Segment Start: Records for the exercise

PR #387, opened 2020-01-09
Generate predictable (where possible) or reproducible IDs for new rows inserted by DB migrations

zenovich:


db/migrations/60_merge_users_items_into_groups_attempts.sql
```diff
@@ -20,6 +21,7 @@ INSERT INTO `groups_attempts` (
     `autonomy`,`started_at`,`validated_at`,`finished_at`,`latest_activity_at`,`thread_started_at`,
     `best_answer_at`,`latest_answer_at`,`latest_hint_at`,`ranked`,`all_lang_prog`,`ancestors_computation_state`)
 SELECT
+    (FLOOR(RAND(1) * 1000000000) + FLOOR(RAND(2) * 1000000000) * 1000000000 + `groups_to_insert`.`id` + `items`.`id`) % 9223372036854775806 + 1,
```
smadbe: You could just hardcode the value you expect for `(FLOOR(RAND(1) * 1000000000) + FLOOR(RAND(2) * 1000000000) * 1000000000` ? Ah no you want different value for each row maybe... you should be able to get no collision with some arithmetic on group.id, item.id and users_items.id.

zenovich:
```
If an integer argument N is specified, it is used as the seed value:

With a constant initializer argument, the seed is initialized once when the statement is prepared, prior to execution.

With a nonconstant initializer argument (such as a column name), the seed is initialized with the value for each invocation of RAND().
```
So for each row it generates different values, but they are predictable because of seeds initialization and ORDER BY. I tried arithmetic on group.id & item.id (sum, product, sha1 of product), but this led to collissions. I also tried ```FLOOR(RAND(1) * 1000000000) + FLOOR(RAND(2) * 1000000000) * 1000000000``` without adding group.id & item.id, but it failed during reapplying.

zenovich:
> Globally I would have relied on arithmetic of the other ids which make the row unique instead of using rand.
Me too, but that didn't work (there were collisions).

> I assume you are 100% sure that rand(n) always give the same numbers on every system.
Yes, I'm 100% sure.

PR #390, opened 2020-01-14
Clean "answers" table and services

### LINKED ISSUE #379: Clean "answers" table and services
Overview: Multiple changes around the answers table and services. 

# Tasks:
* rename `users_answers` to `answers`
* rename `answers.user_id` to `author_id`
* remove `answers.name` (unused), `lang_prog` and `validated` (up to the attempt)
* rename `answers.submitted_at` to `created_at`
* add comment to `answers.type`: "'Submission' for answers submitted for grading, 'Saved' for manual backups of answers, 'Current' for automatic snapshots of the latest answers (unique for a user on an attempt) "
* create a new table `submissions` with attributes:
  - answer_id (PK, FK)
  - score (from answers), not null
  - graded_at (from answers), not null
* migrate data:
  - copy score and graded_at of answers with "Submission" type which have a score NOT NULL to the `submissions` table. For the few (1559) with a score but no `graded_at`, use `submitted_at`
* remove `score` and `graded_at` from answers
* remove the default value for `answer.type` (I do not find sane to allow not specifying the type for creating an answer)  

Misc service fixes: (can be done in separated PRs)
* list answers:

Segment End: Records for the exercise

How to complete this task: Above are the records; please copy exactly their first line and each line after it through the line containing "of using rand.", and no line after that.

Solution to the exercise:
PR #387, opened 2020-01-09
Generate predictable (where possible) or reproducible IDs for new rows inserted by DB migrations

zenovich:


db/migrations/60_merge_users_items_into_groups_attempts.sql
```diff
@@ -20,6 +21,7 @@ INSERT INTO `groups_attempts` (
     `autonomy`,`started_at`,`validated_at`,`finished_at`,`latest_activity_at`,`thread_started_at`,
     `best_answer_at`,`latest_answer_at`,`latest_hint_at`,`ranked`,`all_lang_prog`,`ancestors_computation_state`)
 SELECT
+    (FLOOR(RAND(1) * 1000000000) + FLOOR(RAND(2) * 1000000000) * 1000000000 + `groups_to_insert`.`id` + `items`.`id`) % 9223372036854775806 + 1,
```
smadbe: You could just hardcode the value you expect for `(FLOOR(RAND(1) * 1000000000) + FLOOR(RAND(2) * 1000000000) * 1000000000` ? Ah no you want different value for each row maybe... you should be able to get no collision with some arithmetic on group.id, item.id and users_items.id.

zenovich:
```
If an integer argument N is specified, it is used as the seed value:

With a constant initializer argument, the seed is initialized once when the statement is prepared, prior to execution.

With a nonconstant initializer argument (such as a column name), the seed is initialized with the value for each invocation of RAND().
```
So for each row it generates different values, but they are predictable because of seeds initialization and ORDER BY. I tried arithmetic on group.id & item.id (sum, product, sha1 of product), but this led to collissions. I also tried ```FLOOR(RAND(1) * 1000000000) + FLOOR(RAND(2) * 1000000000) * 1000000000``` without adding group.id & item.id, but it failed during reapplying.

zenovich:
> Globally I would have relied on arithmetic of the other ids which make the row unique instead of using rand.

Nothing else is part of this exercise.